Spunti per un (vero) dibattito sul matrimonio omosessuale

Assieme a temi etici troppo presto accantonati e risolti (in un unica direzione) come quelli attorno ad aborto ed eutanasia, il dibattito sull’omosessualità e sulle questioni a essa connesse – matrimonio e adozione – è forse tra i più caratterizzanti la nostra epoca, e perciò stimolante sia sotto il profilo antropologico che etico-culturale. Soluzioni e possibilità che soltanto una trentina di anni or sono raccoglievano pochi consensi dividono oggi l’opinione pubblica, e spiace constatare come spesso, soprattutto sul fronte libertario, i toni si inaspriscano fino al punto di boicottare aziende ree di essere capitanate da persone con opinioni opposte. Il recente confronto suscitato dalla votazione del prossimo 26 settembre in Svizzera, intitolata in modo semplicistico Matrimonio per tutti e sostenuta da uno slogan ancor più superficiale («Sì, lo voglio»), non fa purtroppo eccezione. Il ritorno a un più pacato confronto, basato magari su alcune solide categorie filosofiche, potrebbe quindi aiutare a leggere la reale portata delle questioni poste sul tavolo.

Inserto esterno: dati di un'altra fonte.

PR #6711, opened 2024-05-29
fix(tokens): rename file and add no-motion modifier

### LINKED ISSUE #6516: Animation - implement scaffolding for handling motion preferences
**Describe the feature**
Building from #6515, implement the scaffolding (necessary added files, global variables, etc.) needed to use the method for handling `prefers-reduced-motion` and a way to turn off all animation for automated testing. One or more of the existing animations can be modified to use and validate the scaffolding.

### LINKED ISSUE #6682: Rename the custom/local tokens stylesheet
Right now this is called `tokens-font.scss` since it initially held font styles that were not defined in figma, but that file has grown to include a lot of custom/local tokens. Naming things is never fun - what about `tokens-local`? cc @srambach @lboehling 

https://github.com/patternfly/patternfly/blob/v6/src/patternfly/base/tokens/tokens-font.scss

srambach:
This renames the tokens-font file to be tokens-local since it evolved to include more than just font - e.g. the transition token override for turning off motion completely is added there in this PR.

Fixes #6516 
Fixes #6682

### DIFF
--- a/src/patternfly/base/tokens/tokens-local.scss
+++ b/src/patternfly/base/tokens/tokens-local.scss
@@ -146,7 +146,23 @@
     var(--pf-t--global--box-shadow--spread--lg)
     var(--pf-t--global--box-shadow--color--lg);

Desiderio, diritto, limite, possibilità: soltanto sciogliendo il nodo che lega questi termini, a partire da una lucida messa a fuoco dei loro significati, sarà possibile infatti intavolare un dibattito degno di tale nome. Come il desiderio diventi diritto e infine legge, e come il limite venga sovente accerchiato (mai annullato) dalle possibilità della tecnica e della scienza sono due aspetti del medesimo problema che si incarnano, iconicamente, nella figura triste di Oscar Pistorius. Triste non solo per la conclusione criminale della sua parabola, ma triste dall’inizio, come è triste ogni desiderio frustrato da un limite oggettivo – l’impossibilità di correre come tutti gli altri – che le protesi hi-tech avevano aiutato a superare senza cancellare del tutto. La sua ambizione di poter gareggiare a fianco dei normodotati ne ha fatto il paladino di una filosofia dell’anti-limite, dello «yes you can», dei padri che dicono ai figli (sapendo di mentire) «non permettere a nessuno di dirti quello che puoi o non puoi fare». Abbracciare questo credo, una delle infinite sfaccettature del politicamente corretto, significa cancellare la natura di per sé tragica del desiderio, perché sempre confrontato a limiti che sono insiti nella realtà delle cose. Non si chiede di non desiderare – è una delle espressioni più alte dell’essere umano – ma di continuare a farlo nella consapevolezza dei propri limiti, conoscendoli per quello che sono. La sterilità di una coppia gay, dalla quale non nascerà mai un figlio generato da entrambi e soltanto da loro, è un limite ontologico che non andrebbe confuso con il limite (accidentale, avrebbe detto Aristotele) di una coppia eterosessuale non fertile. Anche da qui dovrebbe partire il dibattito attorno alle adozioni, per non illuderci che la scienza abbia cambiato lo statuto ontologico di una condizione che continua a essere «limitata».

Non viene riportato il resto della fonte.